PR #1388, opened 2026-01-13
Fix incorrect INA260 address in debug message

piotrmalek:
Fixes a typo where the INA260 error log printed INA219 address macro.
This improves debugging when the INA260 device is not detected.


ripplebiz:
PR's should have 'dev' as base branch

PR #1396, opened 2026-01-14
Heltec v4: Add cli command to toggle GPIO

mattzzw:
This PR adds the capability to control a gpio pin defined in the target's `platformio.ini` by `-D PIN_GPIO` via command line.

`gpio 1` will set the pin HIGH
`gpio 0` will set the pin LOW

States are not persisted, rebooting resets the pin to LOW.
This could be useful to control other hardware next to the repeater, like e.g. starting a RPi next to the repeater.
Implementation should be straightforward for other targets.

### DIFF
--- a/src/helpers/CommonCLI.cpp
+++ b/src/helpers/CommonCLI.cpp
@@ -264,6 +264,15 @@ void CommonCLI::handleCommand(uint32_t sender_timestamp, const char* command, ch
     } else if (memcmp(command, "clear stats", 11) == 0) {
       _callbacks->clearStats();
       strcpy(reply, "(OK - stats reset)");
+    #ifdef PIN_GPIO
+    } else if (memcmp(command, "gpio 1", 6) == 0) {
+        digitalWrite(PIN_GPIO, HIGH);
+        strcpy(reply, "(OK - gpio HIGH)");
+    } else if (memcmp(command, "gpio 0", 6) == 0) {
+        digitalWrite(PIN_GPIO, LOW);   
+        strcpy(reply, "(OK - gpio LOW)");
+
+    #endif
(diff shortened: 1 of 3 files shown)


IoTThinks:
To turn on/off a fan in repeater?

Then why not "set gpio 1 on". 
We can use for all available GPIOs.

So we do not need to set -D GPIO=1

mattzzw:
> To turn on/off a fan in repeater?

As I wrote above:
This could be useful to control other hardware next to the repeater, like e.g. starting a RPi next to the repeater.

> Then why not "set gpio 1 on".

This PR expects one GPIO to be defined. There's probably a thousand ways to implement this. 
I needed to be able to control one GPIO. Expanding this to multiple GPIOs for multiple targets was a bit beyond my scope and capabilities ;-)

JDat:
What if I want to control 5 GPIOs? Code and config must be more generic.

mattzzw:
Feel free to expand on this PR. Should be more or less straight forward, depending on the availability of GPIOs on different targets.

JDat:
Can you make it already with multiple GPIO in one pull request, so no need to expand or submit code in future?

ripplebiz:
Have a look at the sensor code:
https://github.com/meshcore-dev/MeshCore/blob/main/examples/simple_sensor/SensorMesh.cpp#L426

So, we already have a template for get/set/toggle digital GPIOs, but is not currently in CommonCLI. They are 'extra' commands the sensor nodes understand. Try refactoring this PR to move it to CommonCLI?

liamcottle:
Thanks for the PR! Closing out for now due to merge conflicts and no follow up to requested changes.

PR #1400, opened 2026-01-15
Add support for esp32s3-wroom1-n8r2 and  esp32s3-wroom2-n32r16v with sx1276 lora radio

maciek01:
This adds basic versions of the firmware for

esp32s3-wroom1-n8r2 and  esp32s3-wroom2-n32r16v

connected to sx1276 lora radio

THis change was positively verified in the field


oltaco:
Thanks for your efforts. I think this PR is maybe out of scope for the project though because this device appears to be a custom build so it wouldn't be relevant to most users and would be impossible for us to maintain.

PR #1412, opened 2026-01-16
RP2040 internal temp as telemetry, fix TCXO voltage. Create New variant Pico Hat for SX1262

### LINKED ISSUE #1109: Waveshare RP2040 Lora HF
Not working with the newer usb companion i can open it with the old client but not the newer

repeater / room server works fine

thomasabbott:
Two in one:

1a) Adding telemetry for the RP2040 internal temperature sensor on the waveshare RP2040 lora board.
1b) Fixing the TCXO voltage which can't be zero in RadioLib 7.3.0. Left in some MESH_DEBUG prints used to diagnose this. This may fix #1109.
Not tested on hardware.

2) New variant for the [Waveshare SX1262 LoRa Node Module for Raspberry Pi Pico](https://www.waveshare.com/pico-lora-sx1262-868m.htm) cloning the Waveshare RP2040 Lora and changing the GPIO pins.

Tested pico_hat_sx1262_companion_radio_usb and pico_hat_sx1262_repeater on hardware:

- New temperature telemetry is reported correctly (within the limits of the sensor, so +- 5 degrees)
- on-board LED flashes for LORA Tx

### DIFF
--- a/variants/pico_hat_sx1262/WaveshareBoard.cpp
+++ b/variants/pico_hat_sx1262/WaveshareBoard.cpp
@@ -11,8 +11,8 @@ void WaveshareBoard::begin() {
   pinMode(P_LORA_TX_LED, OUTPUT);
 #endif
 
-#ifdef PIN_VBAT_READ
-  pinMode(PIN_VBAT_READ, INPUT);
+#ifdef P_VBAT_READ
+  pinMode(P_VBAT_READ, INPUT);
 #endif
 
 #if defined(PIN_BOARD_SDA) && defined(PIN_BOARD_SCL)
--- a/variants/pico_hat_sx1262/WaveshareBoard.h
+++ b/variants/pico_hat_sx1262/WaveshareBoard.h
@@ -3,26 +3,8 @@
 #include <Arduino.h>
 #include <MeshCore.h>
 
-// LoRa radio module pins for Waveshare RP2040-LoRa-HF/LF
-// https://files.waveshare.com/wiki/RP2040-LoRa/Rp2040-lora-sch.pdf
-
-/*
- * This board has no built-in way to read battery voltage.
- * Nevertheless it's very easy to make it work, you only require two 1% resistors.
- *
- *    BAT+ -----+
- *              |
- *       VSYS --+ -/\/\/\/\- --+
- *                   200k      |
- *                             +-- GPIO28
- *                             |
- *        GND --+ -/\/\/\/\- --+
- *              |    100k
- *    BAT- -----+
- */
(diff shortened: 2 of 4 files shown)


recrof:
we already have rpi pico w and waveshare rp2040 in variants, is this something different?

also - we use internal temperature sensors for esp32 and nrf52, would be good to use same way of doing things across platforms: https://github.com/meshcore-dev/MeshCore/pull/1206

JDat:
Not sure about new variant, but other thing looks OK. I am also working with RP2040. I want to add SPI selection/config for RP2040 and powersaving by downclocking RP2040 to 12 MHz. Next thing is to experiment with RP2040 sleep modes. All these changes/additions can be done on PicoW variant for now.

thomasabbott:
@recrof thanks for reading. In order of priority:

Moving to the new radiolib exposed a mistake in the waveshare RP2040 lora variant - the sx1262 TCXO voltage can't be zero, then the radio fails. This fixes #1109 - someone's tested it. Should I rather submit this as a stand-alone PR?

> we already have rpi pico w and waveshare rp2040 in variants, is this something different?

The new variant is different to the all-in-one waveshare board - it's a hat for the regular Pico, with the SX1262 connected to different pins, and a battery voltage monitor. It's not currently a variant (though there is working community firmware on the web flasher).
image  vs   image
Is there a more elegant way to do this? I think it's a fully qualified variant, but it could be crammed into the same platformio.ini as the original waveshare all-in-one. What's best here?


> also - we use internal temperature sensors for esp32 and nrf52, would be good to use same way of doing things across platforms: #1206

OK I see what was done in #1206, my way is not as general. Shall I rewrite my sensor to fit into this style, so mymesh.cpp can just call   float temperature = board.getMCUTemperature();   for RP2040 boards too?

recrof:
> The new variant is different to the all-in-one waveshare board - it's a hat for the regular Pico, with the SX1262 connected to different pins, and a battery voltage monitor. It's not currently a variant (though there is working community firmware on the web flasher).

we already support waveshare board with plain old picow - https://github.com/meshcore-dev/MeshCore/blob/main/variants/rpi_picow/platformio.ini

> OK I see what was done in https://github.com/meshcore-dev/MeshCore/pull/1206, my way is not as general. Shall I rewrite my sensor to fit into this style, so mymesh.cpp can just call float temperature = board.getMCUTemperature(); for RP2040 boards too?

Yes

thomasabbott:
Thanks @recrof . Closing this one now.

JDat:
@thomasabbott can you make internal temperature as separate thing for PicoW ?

================================

Aim of the exercise: Extract the complete set of records unchanged.

Task solution:
PR #1388, opened 2026-01-13
Fix incorrect INA260 address in debug message

piotrmalek:
Fixes a typo where the INA260 error log printed INA219 address macro.
This improves debugging when the INA260 device is not detected.


ripplebiz:
PR's should have 'dev' as base branch

PR #1396, opened 2026-01-14
Heltec v4: Add cli command to toggle GPIO

mattzzw:
This PR adds the capability to control a gpio pin defined in the target's `platformio.ini` by `-D PIN_GPIO` via command line.

`gpio 1` will set the pin HIGH
`gpio 0` will set the pin LOW

States are not persisted, rebooting resets the pin to LOW.
This could be useful to control other hardware next to the repeater, like e.g. starting a RPi next to the repeater.
Implementation should be straightforward for other targets.

### DIFF
--- a/src/helpers/CommonCLI.cpp
+++ b/src/helpers/CommonCLI.cpp
@@ -264,6 +264,15 @@ void CommonCLI::handleCommand(uint32_t sender_timestamp, const char* command, ch
     } else if (memcmp(command, "clear stats", 11) == 0) {
       _callbacks->clearStats();
       strcpy(reply, "(OK - stats reset)");
+    #ifdef PIN_GPIO
+    } else if (memcmp(command, "gpio 1", 6) == 0) {
+        digitalWrite(PIN_GPIO, HIGH);
+        strcpy(reply, "(OK - gpio HIGH)");
+    } else if (memcmp(command, "gpio 0", 6) == 0) {
+        digitalWrite(PIN_GPIO, LOW);   
+        strcpy(reply, "(OK - gpio LOW)");
+
+    #endif
(diff shortened: 1 of 3 files shown)


IoTThinks:
To turn on/off a fan in repeater?

Then why not "set gpio 1 on". 
We can use for all available GPIOs.

So we do not need to set -D GPIO=1

mattzzw:
> To turn on/off a fan in repeater?

As I wrote above:
This could be useful to control other hardware next to the repeater, like e.g. starting a RPi next to the repeater.

> Then why not "set gpio 1 on".

This PR expects one GPIO to be defined. There's probably a thousand ways to implement this. 
I needed to be able to control one GPIO. Expanding this to multiple GPIOs for multiple targets was a bit beyond my scope and capabilities ;-)

JDat:
What if I want to control 5 GPIOs? Code and config must be more generic.

mattzzw:
Feel free to expand on this PR. Should be more or less straight forward, depending on the availability of GPIOs on different targets.

JDat:
Can you make it already with multiple GPIO in one pull request, so no need to expand or submit code in future?

ripplebiz:
Have a look at the sensor code:
https://github.com/meshcore-dev/MeshCore/blob/main/examples/simple_sensor/SensorMesh.cpp#L426

So, we already have a template for get/set/toggle digital GPIOs, but is not currently in CommonCLI. They are 'extra' commands the sensor nodes understand. Try refactoring this PR to move it to CommonCLI?

liamcottle:
Thanks for the PR! Closing out for now due to merge conflicts and no follow up to requested changes.

PR #1400, opened 2026-01-15
Add support for esp32s3-wroom1-n8r2 and  esp32s3-wroom2-n32r16v with sx1276 lora radio

maciek01:
This adds basic versions of the firmware for

esp32s3-wroom1-n8r2 and  esp32s3-wroom2-n32r16v

connected to sx1276 lora radio

THis change was positively verified in the field


oltaco:
Thanks for your efforts. I think this PR is maybe out of scope for the project though because this device appears to be a custom build so it wouldn't be relevant to most users and would be impossible for us to maintain.

PR #1412, opened 2026-01-16
RP2040 internal temp as telemetry, fix TCXO voltage. Create New variant Pico Hat for SX1262

### LINKED ISSUE #1109: Waveshare RP2040 Lora HF
Not working with the newer usb companion i can open it with the old client but not the newer

repeater / room server works fine

thomasabbott:
Two in one:

1a) Adding telemetry for the RP2040 internal temperature sensor on the waveshare RP2040 lora board.
1b) Fixing the TCXO voltage which can't be zero in RadioLib 7.3.0. Left in some MESH_DEBUG prints used to diagnose this. This may fix #1109.
Not tested on hardware.

2) New variant for the [Waveshare SX1262 LoRa Node Module for Raspberry Pi Pico](https://www.waveshare.com/pico-lora-sx1262-868m.htm) cloning the Waveshare RP2040 Lora and changing the GPIO pins.

Tested pico_hat_sx1262_companion_radio_usb and pico_hat_sx1262_repeater on hardware:

- New temperature telemetry is reported correctly (within the limits of the sensor, so +- 5 degrees)
- on-board LED flashes for LORA Tx

### DIFF
--- a/variants/pico_hat_sx1262/WaveshareBoard.cpp
+++ b/variants/pico_hat_sx1262/WaveshareBoard.cpp
@@ -11,8 +11,8 @@ void WaveshareBoard::begin() {
   pinMode(P_LORA_TX_LED, OUTPUT);
 #endif
 
-#ifdef PIN_VBAT_READ
-  pinMode(PIN_VBAT_READ, INPUT);
+#ifdef P_VBAT_READ
+  pinMode(P_VBAT_READ, INPUT);
 #endif
 
 #if defined(PIN_BOARD_SDA) && defined(PIN_BOARD_SCL)
--- a/variants/pico_hat_sx1262/WaveshareBoard.h
+++ b/variants/pico_hat_sx1262/WaveshareBoard.h
@@ -3,26 +3,8 @@
 #include <Arduino.h>
 #include <MeshCore.h>
 
-// LoRa radio module pins for Waveshare RP2040-LoRa-HF/LF
-// https://files.waveshare.com/wiki/RP2040-LoRa/Rp2040-lora-sch.pdf
-
-/*
- * This board has no built-in way to read battery voltage.
- * Nevertheless it's very easy to make it work, you only require two 1% resistors.
- *
- *    BAT+ -----+
- *              |
- *       VSYS --+ -/\/\/\/\- --+
- *                   200k      |
- *                             +-- GPIO28
- *                             |
- *        GND --+ -/\/\/\/\- --+
- *              |    100k
- *    BAT- -----+
- */
(diff shortened: 2 of 4 files shown)


recrof:
we already have rpi pico w and waveshare rp2040 in variants, is this something different?

also - we use internal temperature sensors for esp32 and nrf52, would be good to use same way of doing things across platforms: https://github.com/meshcore-dev/MeshCore/pull/1206

JDat:
Not sure about new variant, but other thing looks OK. I am also working with RP2040. I want to add SPI selection/config for RP2040 and powersaving by downclocking RP2040 to 12 MHz. Next thing is to experiment with RP2040 sleep modes. All these changes/additions can be done on PicoW variant for now.

thomasabbott:
@recrof thanks for reading. In order of priority:

Moving to the new radiolib exposed a mistake in the waveshare RP2040 lora variant - the sx1262 TCXO voltage can't be zero, then the radio fails. This fixes #1109 - someone's tested it. Should I rather submit this as a stand-alone PR?

> we already have rpi pico w and waveshare rp2040 in variants, is this something different?

The new variant is different to the all-in-one waveshare board - it's a hat for the regular Pico, with the SX1262 connected to different pins, and a battery voltage monitor. It's not currently a variant (though there is working community firmware on the web flasher).
image  vs   image
Is there a more elegant way to do this? I think it's a fully qualified variant, but it could be crammed into the same platformio.ini as the original waveshare all-in-one. What's best here?


> also - we use internal temperature sensors for esp32 and nrf52, would be good to use same way of doing things across platforms: #1206

OK I see what was done in #1206, my way is not as general. Shall I rewrite my sensor to fit into this style, so mymesh.cpp can just call   float temperature = board.getMCUTemperature();   for RP2040 boards too?

recrof:
> The new variant is different to the all-in-one waveshare board - it's a hat for the regular Pico, with the SX1262 connected to different pins, and a battery voltage monitor. It's not currently a variant (though there is working community firmware on the web flasher).

we already support waveshare board with plain old picow - https://github.com/meshcore-dev/MeshCore/blob/main/variants/rpi_picow/platformio.ini

> OK I see what was done in https://github.com/meshcore-dev/MeshCore/pull/1206, my way is not as general. Shall I rewrite my sensor to fit into this style, so mymesh.cpp can just call float temperature = board.getMCUTemperature(); for RP2040 boards too?

Yes

thomasabbott:
Thanks @recrof . Closing this one now.

JDat:
@thomasabbott can you make internal temperature as separate thing for PicoW ?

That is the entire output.